Free Site Registration

FINRA Body Dismisses Charges Against Former Knight Executives

March 4, 2010
Tom Steinert-Threlkeld

 An appeals body belonging to the Financial Industry Regulatory Authority (FINRA) Thursday dismissed charges that Kenneth Pasternak, co-founder of Knight Trading Group and former CEO of Knight Securities, L.P., and John Leighton, former head of the its Institutional Sales Desk, failed to properly supervise sales to institutional customers that allegedly were fraudulent.

The National Adjudicatory Council (NAC) of FINRA reversed an earlier FINRA Hearing Panel decision that found that Pasternak and Leighton had violated FINRA's supervision rule in their roles as supervisors of Knight Securities' leading institutional sales trader.

The Hearing Panel's decision fined each respondent $100,000. Leighton was barred from all supervisory capacities. Paternak was suspended for two years from all supervisory work.

The NAC’s ruling vacates those sanctions.

In 2008, a federal judge ruled that the U.S. Securities and Exchange Commission failed to prove its fraud case against Pasternak and Leighton, as well.

The NAC concluded that FINRA failed to satisfy its burden of proof concerning allegations set forth in a March 4, 2005, complaint.
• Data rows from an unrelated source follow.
PR #6326, opened 2021-07-16
setup: bump ossfs==2021.7.5

isidentical:


karajan1001:
Any better methods to test this?

https://github.com/iterative/dvc/blob/6c8673b1582fcf1a92264b90885e8c4f8df4f63d/tests/unit/remote/test_oss.py#L19-L21

is somewhat useless. Maybe we should delete them?

isidentical:
> is somewhat useless. Maybe we should delete them?

We can just use `fs_args`.

isidentical:
CC: @karajan1001

karajan1001 (approved):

In that complaint, the industry’s self-regulating body alleged that Pasternak and Leighton did not take reasonable steps to ensure that Knight Securities' leading institutional sales trader adhered to "industry standards" when executing orders for institutional customers.

The NAC found that FINRA staff did not establish that the sales trader contravened any market or regulatory standards when providing execution services to institutional customers.

The NAC said evidence did not support the allegation that Pasternak and Leighton failed to reasonably supervise reasonably the sales trader's practices.